---------- Data supplied ----------

Issue #51, opened 2017-06-06
Feature Request: Add search bar in navigation


tylerbmcsilva:
It would be nice to have the "search" function that is able to pull from all data on Monica

djaiss:
I agree. I'll do that in the future for sure.

HHErebus:
I'd like to have a stab at this if possible. @djaiss are you working on this already?

I think there's a few things open for debate:

1.  **Placement in the UI:** my personal experience with using Monica would put this in the top navigation as @tylerbmcsilva suggested, visible on _all_ pages. I think it's important enough as a quick way to retrieve the information stored in the db to warrant that spot.

2. **Style:** I think the only sensible way to integrate it in the top nav, if we end up deciding that, is to do so like [Laravel's documentation](https://laravel.com/docs/5.4), e.g. an "invisible" input.

3. **Where to search:** I feel like searching on all data by default would be overkill, but I do see how searching tables other than contacts would be useful. I don't have a strong opinion either way so I'm open to guidance on the matter.

This seems like a fairly straightforward feature, so I chose it for my first contribution to Monica. Differing opinions are welcome.

djaiss:
Thanks @HHErebus for your contribution.

I think it'd be a great feature. In terms of design I don't think it should be an invisible field. Check the design idea below.

![artboard 3](https://user-images.githubusercontent.com/61099/28192910-2f0bf842-6807-11e7-8297-3bcc5f80a31a.png)

![artboard 3](https://user-images.githubusercontent.com/61099/28192917-3a4e94b2-6807-11e7-9c30-1edee3b992e0.png)

About searching data themselves, I'd say let's search for contacts first. It'd be like a "quick jump" feature. I think that's the simplest first iteration we can do.

HHErebus:
That's great, many thanks for the quick turnaround :D On mobile, I think I can just put it below the list of nav actions (i.e. it would be the last item in the nav), wdyt?

djaiss:
This is done and in production.

PR #481, opened 2017-07-18
51 feature search contacts

HHErebus:
PR for [issue 51](https://github.com/monicahq/monica/issues/51)

Everything should be fine, testing on local env and in my self-hosted version was successful. Hooray for first PR (and hopefully first accepted PR  too :D )!

### Changes
- **Added search input in nav**, activates after 200ms of the last keystroke or on submit

- **_Searchable_ trait** should make adding this functionality to other models fairly straightforward

- **CSRF token added to skeleton.blade.php** to allow for ajax forms

- **Icons' zIndex has been reset**, as no issues with the default value were found (using which, in turn, prevents them from appearing above the search results and forcing adding a custom zIndex value to them)

- **Basic Unit tests** for search successful and empty. I encourage any reviewer to look at these especially since they're very basic - I'm learning about unit testing, so they might not be at the level you want them to be.

- **Translation entries added** to all 4 current translations, but are in English across the board as I don't know any of the other languages.

### How the feature works

1. Type in search bar. 
2. After 200ms (or when submitting the form) a POST will be sent to the `people/search` route
3. Through `PeopleController`, the DB is queried.
3a. The query is made looking for any match of the "needle" into the columns defined in the related model, in the `$searchable_columns`.
3b. The query then `SELECT`s only the columns defined in the `$return_from_search` variable, also defined in the related model.
3c. If no model is found, the "no result found" message from the correct translation file is sent back.
4. The js that sent the request parses and shows the results.

### Notes
- I didn't use typeahead.js (even though it appears in the project's dependencies) because it doesn't seem to be actually used in Monica.

- Not sure if this is the smallest _possible_ change to the code (hence the missing mark), but I think it's self-contained enough to qualify.

- On sm and xs display sizes I put the bar at the top - having it as the last item in the list (more or less at the center of the page) seemed like a mis-logout waiting to happen.

### Checklist

- [ ] Make sure that the change you propose is the smallest possible.

### Screenshots
Desktop
image
---
Desktop, no results
image
---
Destkop, some results
image
---
Mobile
image
---
Mobile, some results
image


djaiss:
Thanks so much for your effort and for caring about the project. I'm going to review all this in a few hours.

djaiss:
> I didn't use typeahead.js (even though it appears in the project's dependencies) because it doesn't seem to be actually used in Monica.

Indeed. It was used in the past but not anymore. [This](https://github.com/monicahq/monica/issues/482) will take care of that.

resources/assets/js/search.js
```diff
@@ -0,0 +1,147 @@
...
+        // We want typeahead-like behaviour, but not a query for every keystroke.
+        // We submit a query 200ms after a key has been pressed.
+        search.input.on('keyup', function () {
+            if (search.timeoutId !== undefined) {
+                window.clearTimeout(search.timeoutId);
+            }
+            search.timeoutId = window.setTimeout(searchInContacts, 200);
+        });
+
+        search.input.on('submit', function (e) {
```
djaiss: Can you add a check here? At the moment, if we enter something and press Enter, the Search will be triggered and we'll receive an error page.

HHErebus:
this last commit should do it 👍

djaiss:
Nice. This looks awesome. I'm so happy about this. Thanks a lot! I'll merge this back from work tonight.

HHErebus:
Thank _you_ for Monica, it's shaping up to be a great tool :D I'll get started on other useful additions and fixes soon, hopefully :)

djaiss:
@HHErebus it works locally, it doesn't work in production. That's the same code. I don't get it. Trying to debug.

djaiss:
I've found the issue. For some reasons `vanilla.js` file was not refreshed, so I added versioning for the file and it's working.

That being said I've noticed, thanks to this investigation, a HUGE bug in this PR, that I've fixed (not in the [most elegant way](https://github.com/monicahq/monica/pull/489) though): we didn't make a check to restrict the search to your account only. So we could search for ALL the contacts in Monica. We could only see the name though - not load the Contact view itself as it's protected with permissions. Still, a big bug :-D

HHErebus:
@djaiss 😱 using Monica for myself I didn't realize that! Thankfully you spotted that before it went live :S I'll be more thorough with cross-user testing.

As for vanilla.js - I usually expect them to be generated "in place" as a deploy step, should the ones created by elixir be updated in pull requests? Or only some of them? When we clarify this I would add the clarification to the contributing guide

djaiss:
@HHErebus at the moment, all compiled assets are stored in Git. It sucks, I know. One of my task in the future is to compile assets on the server on each deploy BUT there is one huge drawback to that. Remember that Monica is installed on many servers out there, some of them on Heroku. And it's not easy to install Gulp/NPM etc... on Heroku to compile. It is easier to commit the compiled assets on Git, but this creates a lot of conflicts on PR etc... I don't know which solution I should do instead actually :-/

PR #487, opened 2017-07-19
BRL added to currencies and MoneyHelper

nerijunior:
I've added the BRL currency to currencies table and made a change at MoneyHelper to correct format for BRL.


djaiss:
Thanks a lot for this PR. I'll merge this right away!

PR #495, opened 2017-07-23
Add version checking

djaiss:
This PR adds version checking.

If you install Monica on a server that you own, chances are that you will want to be aware when a new version is available. This is what we introduce here.

In short, your Monica instance will send a daily ping to https://version.monicahq.com. The ping contains three information:
* a UUID: the unique, anonymous identifier of your instance.
* the current version of your instance
* the number of contacts in your instance.

The last information is used to know the size of the instances of the people who download Monica. I need to know this information (and only this information) so I can move forward with better knowledge of how people use Monica. Also, there is no way to know who you are: the UUID is random, unique and anonymous.

The code of https://version.monicahq.com is open-source, stored [on GitHub](https://github.com/monicahq/version) like everything in Monica.

In return of this call, you will get a JSON with:
* if a new version is available as a boolean
* what is the latest version available
* all the release notes for each release that has been made since the version of the ping
* the number of versions available since the version of the ping.

This information will be used in the UI. In the footer, a new link will appear if a new version is available. If you click on this link, a popup will appear, with the release notes of the new version.

image

This feature is enabled by default on all instances. You can disable this ping by adding a new ENV variable in your `.env` file: `CHECK_VERSION=false`, and no ping will ever leave your instance.

I hope you will like the feature.

### Checklist

- [X] Screenshots are included if the PR changes the UI.
- [x] Make sure the call is not made when calling from a dev/staging/test environment


djaiss:
Tests will be added later today.

app/Console/Commands/PingVersionServer.php
```diff
@@ -48,6 +54,42 @@ public function handle()
...
 
-        dd($json);
+        $data["uuid"] = $instance->uuid;
+        $data["version"] = $instance->current_version;
+        $data["contacts"] = Contact::all()->count();
+
+        // Send the JSON
+        $jsonData =json_encode($data);
+        $json_url = config('monica.weekly_ping_server_url');
+        $ch = curl_init( $json_url);
```
Phrohdoh: This should probably be async and use Guzzle.

app/Console/Commands/PingVersionServer.php
```diff
@@ -48,6 +54,42 @@ public function handle()
             'contacts' => Contact::all()->count()
         ];
 
-        dd($json);
+        $data["uuid"] = $instance->uuid;
+        $data["version"] = $instance->current_version;
+        $data["contacts"] = Contact::all()->count();
+
+        // Send the JSON
+        $jsonData =json_encode($data);
```
Phrohdoh: Style nit: Missing a space after `=`.

app/Console/Commands/PingVersionServer.php
```diff
@@ -48,6 +54,42 @@ public function handle()
             'contacts' => Contact::all()->count()
         ];
 
-        dd($json);
+        $data["uuid"] = $instance->uuid;
+        $data["version"] = $instance->current_version;
+        $data["contacts"] = Contact::all()->count();
```
Phrohdoh: Can this be `Contact::count();`?

app/Console/Commands/PingVersionServer.php
```diff
@@ -48,6 +54,42 @@ public function handle()
...
+
+        curl_setopt_array($ch, $options);
+        $result = curl_exec($ch);
+        curl_close($ch);
+
+        if ($result == false) {
+            return;
+        }
+
+        if (is_string($result) == false) {
```
Phrohdoh: Why use `== false` instead of `!foo`?

app/Console/Commands/PingVersionServer.php
```diff
@@ -48,6 +54,42 @@ public function handle()
...
+            return;
+        }
+
+        // Receive the JSON
+        $json = json_decode($result, true);
+
+        if ($json['latest_version'] != $instance->current_version) {
```
Phrohdoh: Will this (entire block) throw and cause issues if response JSON is bogus?

djaiss: Indeed. I'll fix this

djaiss:
I went to sleep yesterday instead of finishing this. I'll do it tonight :-D

app/Console/Commands/PingVersionServer.php
djaiss: Nice catch.

PR #518, opened 2017-08-06
Fixed type on settings pages

bradddd:
Changed "than" to "that" across multiple settings.php files


djaiss:
Thanks a lot for your help!

PR #1191, opened 2022-08-30
Rework tags view

marcelklehr:
based on #1162

Screencast: https://cloud.marcelklehr.de/s/sxEm6Nd65xT8GZW/download/Peek%202022-08-31%2012-22.gif


jancborchardt (changes requested):
Wow so cool! Looks really nice :) Some details:
- [ ] The popular tags are not sorted by ones with most photos yet
- [ ] Some of the previews seem to have square corners instead of rounded, possibly cause they are not filling the container, not sure?
- [ ] The titles "Popular tags" and "All tags" could be moved a bit to the right to left-align with the leftmost image preview (not the hover effect)
- [ ] The albums look quite large, or is that just me? Maybe it’s fine. :) Is the size fixed, or calculated based on screen size? (cc @artonge as I guess it just uses the album size and we should make sure the sizing is the same :)

Otherwise all really really nice!

artonge:
> [ ] The albums look quite large, or is that just me? Maybe it’s fine. :) Is the size fixed, or calculated based on screen size? (cc @artonge as I guess it just uses the album size and we should make sure the sizing is the same :)

Not the same component, but I assume @marcelklehr used the same size.

nimishavijay:
Woah looks super cool! :) Agree with everything, especially the sizing of the photos, plus possibly: 
- when you are viewing the photos of a tag, show the number of photos as a subline to the title of the tag

marcelklehr:
> The albums look quite large, or is that just me?

Tag cover size is the same as album covers, but will get smaller on mobile.

> The popular tags are not sorted by ones with most photos yet

Done.

marcelklehr:
image

jancborchardt (approved):
Looks great, good to go design-wise! :)

artonge (approved):
Looks good.

Doesn't it miss some padding in the TagContent. Is it en purpose ?

marcelklehr:
> Doesn't it miss some padding in the TagContent. Is it en purpose ?

I didn't add any padding after reworking, yeah. Do we want padding on the photos container @nimishavijay @jancborchardt?

jancborchardt:
> I didn't add any padding after reworking, yeah. The timeline view for example indeed has padding. Do we want padding on the photos container here @nimishavijay @jancborchardt?

Right, yes would be good if it has the same padding as on the timeline view. :)

PR #1194, opened 2022-08-31
Implement upload in Folder

skjnldsv:
https://user-images.githubusercontent.com/14975046/187891817-048e699e-14c6-422d-98b6-21937b639066.mp4


skjnldsv:
@artonge ready for a first review! If you have any questions :)
Currently only file upload in folders.
I did not use the default folder as if you're displaying the root and upload a file, you would expect this to be in the Root folder I think

src/views/Folders.vue
```diff
@@ -29,14 +29,24 @@
...
-			key="navigation"
-			v-bind="folder"
+	<div v-else-if="!initializing">
+		<HeaderNavigation key="navigation"
+			:loading="loading"
+			:path="folder.filename"
+			:title="folder.basename"
 			:root-title="rootTitle"
-			:show-actions="true" />
+			@refresh="onRefresh">
```
skjnldsv, line 43: Clicking the title refreshes the view

src/views/Folders.vue
```diff
@@ -29,14 +29,24 @@
...
+			<UploadPicker :accept="allowedMimes"
+				:destination="folder.filename"
+				:multiple="true"
+				@uploaded="onRefresh" />
```
skjnldsv, line 47: Every uploaded file request a refresh. For big folders, that could be expensive, maybe we could fetch the newly uploaded file only? Not sure the albums API allows it :/

artonge: This is to progressively display the files will they are uploaded ?

src/components/FolderTagPreview.vue
```diff
@@ -65,7 +65,7 @@ export default {
 			default: 'icon-folder',
 		},
 		id: {
-			type: Number,
+			type: [Number, String],
```
marcelklehr, line 68: Whaat, I didn't know that was a thing. Nice!

src/views/Folders.vue
marcelklehr: Shouldn't it be enough to add the file id to the folder list without refreshing the full view?

skjnldsv: We don't know the File id without fetching the content :see_no_evil: 

> This is to progressively display the files will they are uploaded ?

This or update the view after upload

artonge: Might be best to do a propfind on the new file, this way we are sure to have all the data, and less expensive than propfinding all the list. This is what files is doing apparently.

artonge (approved):

PR #1204, opened 2022-09-03
fix service-worker

szaimen:
Found via https://github.com/search?q=org%3Anextcloud+noRewrite&type=code

Disclaimer: I wasn't able to test this but I think it should work.

See also https://github.com/nextcloud/bookmarks/issues/1078#issuecomment-1236174504

Signed-off-by: szaimen <szaimen@e.mail.de>


src/Photos.vue
```diff
@@ -165,7 +165,11 @@ export default {
 		if ('serviceWorker' in navigator) {
 			// Use the window load event to keep the page load performant
 			window.addEventListener('load', () => {
-				navigator.serviceWorker.register(generateUrl('/apps/photos/service-worker.js'), {
+				const webRootWithIndexPHP = getRootUrl() + '/index.php'
+				const doesURLContainIndexPHP = window.location.pathname.startsWith(webRootWithIndexPHP)
+				navigator.serviceWorker.register(generateUrl('/apps/photos/service-worker.js', {}, {
+					noRewrite: doesURLContainIndexPHP,
```
szaimen, line 171:
```suggestion
					noRewrite: !doesURLContainIndexPHP,
```
we may need to invert the logic here to make it work. not sure though...

szaimen: or we simply always set it to true, WDYT?

szaimen: done

artonge (approved):

skjnldsv (changes requested):
Let's wait for #1206

skjnldsv (approved):

PR #1205, opened 2022-09-05
Fix scrolling for new design

artonge:


marcelklehr:
TagContent and floders views are also broken. Not sure about On this day, favorites, people and shared with you

src/views/AlbumContent.vue
```diff
@@ -530,14 +531,13 @@ export default {
 	}
 
 	&__photos {
-		height: 100%;
+		height: calc(100% - 60px);
```
marcelklehr, line 534: This makes FileListViewer the scrollable element, but shouldn't the app content be the scrollable element?

marcelklehr: Ah, we probably need vue v7 for that, right?

artonge: At this point, we don't really care which element is scrollable, no ?

artonge:
Superseded by https://github.com/nextcloud/photos/pull/1206

PR #1206, opened 2022-09-05
Bump @nextcloud/vue to v7

artonge:


skjnldsv (approved):
Pushed a fix.
I removed the usage of `NcTextField` because it have a bug on the focus event it seems (focusing the input triggers the focus event more than one time for god know why. So let's keep it simple for now)

Albums have an horizontal scrollbar and a weird rendering data issue
image

We can fix it in a followup if you want

src/components/EmptyContent.vue
```diff
@@ -1,140 +0,0 @@
...
- -
- - You should have received a copy of the GNU Affero General Public License
- - along with this program. If not, see <http://www.gnu.org/licenses/>.
- -
- -->
-
-<template>
-	<div v-if="isReady" class="emptycontent">
-		<!-- eslint-disable-next-line vue/no-v-html (because it's an SVG file) -->
-		<div v-if="haveIllustration" class="illustration" v-html="illustration" />
```
skjnldsv, line 26: @artonge regression, we were not using the vue component.
So you, migrating to it, broke support for illustrations as well as default empty contents :)
https://github.com/nextcloud/photos/blob/ce56825aa759b6ba8d5175579af75818cceeea11/src/views/Tags.vue#L27-L29
https://github.com/nextcloud/photos/blob/ce56825aa759b6ba8d5175579af75818cceeea11/src/views/Tags.vue#L31-L36

artonge: Seen, and on it ;) trying to abstract those views to have more consistency between them

src/views/TagContent.vue
```diff
@@ -24,34 +24,34 @@
...
 		{{ t('photos', 'An error occurred') }}
-	</EmptyContent>
+	</NcEmptyContent>
 
 	<!-- Folder content -->
 	<div v-else-if="!loading">
 		<div class="photos-navigation">
-			<Actions class="photos-navigation__back">
+			<NcActions class="photos-navigation__back">
 				<ActionButton @click="$router.push({name: 'tags'})">
```
marcelklehr, line 35: Regression. I'm on it.

PR #1207, opened 2022-09-06
Fix viewer editor permissions

### LINKED ISSUE #315: Delete command from sidebar list
Missing a easy fast DELETE command. Maybe in the side bar menu ...

skjnldsv:
image

Fix #315


src/services/DavRequest.js
```diff
@@ -20,17 +20,19 @@
...
+	<d:resourcetype />
 	<nc:face-detections />
+	<nc:file-metadata-size />
+	<nc:has-preview />
+	<nc:realpath />
 	<oc:favorite />
-	<d:resourcetype />`
+	<oc:fileid />
+	<oc:permissions />
+`
```
artonge, line 35: Any reason for the reordering ? just curious :)

artonge (approved):

src/services/DavRequest.js
marcelklehr: just to mess with us :D

marcelklehr:
Would this be needed for the tags and people views as well?

artonge:
@skjnldsv ^

src/services/DavRequest.js
skjnldsv: Sorting alphabetically

skjnldsv:
> Would this be needed for the tags and people views as well?

Only if you open media on Viewer from those views :shrug:

marcelklehr:
> Only if you open media on Viewer from those views

that's probably a yes...

lib/Controller/AlbumsController.php
```diff
@@ -109,13 +110,36 @@ private function formatData(iterable $nodes): array {
 				'mime' => $node->getMimetype(),
 				'size' => $node->getSize(),
 				'type' => $node->getType(),
+				'permissions' => $this->formatPermissions($node->getPermissions()),
```
marcelklehr, line 113: Ah, and this is not the albums controller but the folders controller, probably, then we may need this for the actual albums as well

skjnldsv: Yep, but the other Views are importing `src/services/DavRequest.js`, so they will benefit from that too

skjnldsv: https://github.com/nextcloud/photos/search?q=DavRequest

marcelklehr: Yes, but Albums and Faces dav endpoints do not expose permissions in DAV afaik

PR #1208, opened 2022-09-06
Recreate an abort controller on route leave

artonge:
This is so new requests can be made by the component


skjnldsv (approved):

marcelklehr:
What if new requests are made while the route is changing, won't these new requests use the newly created abort controller then? Instead of being auto-cancelled? Would it make sense to add the recreation code to a routeEnter hook?

artonge:
> What if new requests are made while the route is changing, won't these new requests use the newly created abort controller then? Instead of being auto-cancelled? Would it make sense to add the recreation code to a routeEnter hook?

Unsure how this could happen unless there is some code inside a `beforeRouteLeave` hook ?
The `beforeRouteEnter` hook is probably called just after `beforeRouteLeave`, so the issue would be the same for other cases.
Also, `beforeRouteEnter` is probable called on initial load, and it does not make sens to recreate the abort controller at that point.

And I think that keeping the recreation logic just after we call `abort()` make more sense. We recreate one just after we burned the current one.

PR #1209, opened 2022-09-06
Reduce the number of loaded media

artonge:
It put too much pressure on the server RAM


skjnldsv (approved):

artonge:
Well, looks like it was included in https://github.com/nextcloud/photos/pull/1208
Black magic is the only explanation

marcelklehr:
git thought it's a good idea and slipped it in :D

----------

■ **Activity**
Which lines of the data hold the string "true"? Return each of them.

■ **Output of the exercise**
+        $json = json_decode($result, true);
-			:show-actions="true" />
+				:multiple="true"
szaimen: or we simply always set it to true, WDYT?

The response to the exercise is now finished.